The problem
Reproduce the data exactly, leaving nothing out.
======== Material shown ========
PR #169, opened 2018-09-26
WIP Feature/gh 130 yorc upgrade

### LINKED ISSUE #130: Upgrade From a Yorc version to another
As: An op
I want to: upgrade my yorc system and keep deployed envs
So that: I can easily benefit from Yorc improvements & bugfixes

AC1: Trace schema
AC2: update topology + consul schema

loicalbertin:
# Pull Request description

## Description of the change

Setup a mechanism that trace Consul database schema version and provide a way to migrate from one version to another.

### What I did

* Trace schema version in Consul.
* At startup Yorc take a lock and check its supported version against the current database version
  * If its version is upper than the current version this instance proceed with the schema upgrade (nothing done currently). And finally it updates the current schema version in Consul
  * If its version is lower than the current version this instance stops with a corresponding error message

Allow to upgrade from version 3.0.0 to a newer version without loosing existing data ([GH-130](https://github.com/ystia/yorc/issues/130))

## Applicable Issues

Fixes #130

### DIFF
--- a/.gitignore
+++ b/.gitignore
@@ -21,6 +21,7 @@ work
 **/debug
 build/consul
 /doc/_build/*
+/doc/.doctrees
 /dist
 /plugin/testdata/plugin-sample/plugin-sample
 build/coverprofiles/*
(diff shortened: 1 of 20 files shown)


adidanes:
Concerning the **upgradeFromVersion** function, ligne https://github.com/ystia/yorc/blob/feature/GH-130-yorc_upgrade/server/consul.go#L131,
- should change _to old_ with _too old_
- maybe we could specify the current DB schema version, and which Yorc version the user could install (starting with that version the used DB schema is equal with, or greater then, the one registered in Consul)

loicalbertin:
> Concerning the **upgradeFromVersion** function, ligne https://github.com/ystia/yorc/blob/feature/GH-130-yorc_upgrade/server/consul.go#L131,
> 
> * should change _to old_ with _too old_

Fixed thx.

> * maybe we could specify the current DB schema version, and which Yorc version the user could install (starting with that version the used DB schema is equal with, or greater then, the one registered in Consul)

We can't know in advance the version of Yorc that will ship a given version of the schema. Those versions are not correlated.
But It's a good idea to print the schema version using the version command.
========
Answer to the exercise
PR #169, opened 2018-09-26
WIP Feature/gh 130 yorc upgrade

### LINKED ISSUE #130: Upgrade From a Yorc version to another
As: An op
I want to: upgrade my yorc system and keep deployed envs
So that: I can easily benefit from Yorc improvements & bugfixes

AC1: Trace schema
AC2: update topology + consul schema

loicalbertin:
# Pull Request description

## Description of the change

Setup a mechanism that trace Consul database schema version and provide a way to migrate from one version to another.

### What I did

* Trace schema version in Consul.
* At startup Yorc take a lock and check its supported version against the current database version
  * If its version is upper than the current version this instance proceed with the schema upgrade (nothing done currently). And finally it updates the current schema version in Consul
  * If its version is lower than the current version this instance stops with a corresponding error message

Allow to upgrade from version 3.0.0 to a newer version without loosing existing data ([GH-130](https://github.com/ystia/yorc/issues/130))

## Applicable Issues

Fixes #130

### DIFF
--- a/.gitignore
+++ b/.gitignore
@@ -21,6 +21,7 @@ work
 **/debug
 build/consul
 /doc/_build/*
+/doc/.doctrees
 /dist
 /plugin/testdata/plugin-sample/plugin-sample
 build/coverprofiles/*
(diff shortened: 1 of 20 files shown)


adidanes:
Concerning the **upgradeFromVersion** function, ligne https://github.com/ystia/yorc/blob/feature/GH-130-yorc_upgrade/server/consul.go#L131,
- should change _to old_ with _too old_
- maybe we could specify the current DB schema version, and which Yorc version the user could install (starting with that version the used DB schema is equal with, or greater then, the one registered in Consul)

loicalbertin:
> Concerning the **upgradeFromVersion** function, ligne https://github.com/ystia/yorc/blob/feature/GH-130-yorc_upgrade/server/consul.go#L131,
> 
> * should change _to old_ with _too old_

Fixed thx.

> * maybe we could specify the current DB schema version, and which Yorc version the user could install (starting with that version the used DB schema is equal with, or greater then, the one registered in Consul)

We can't know in advance the version of Yorc that will ship a given version of the schema. Those versions are not correlated.
But It's a good idea to print the schema version using the version command.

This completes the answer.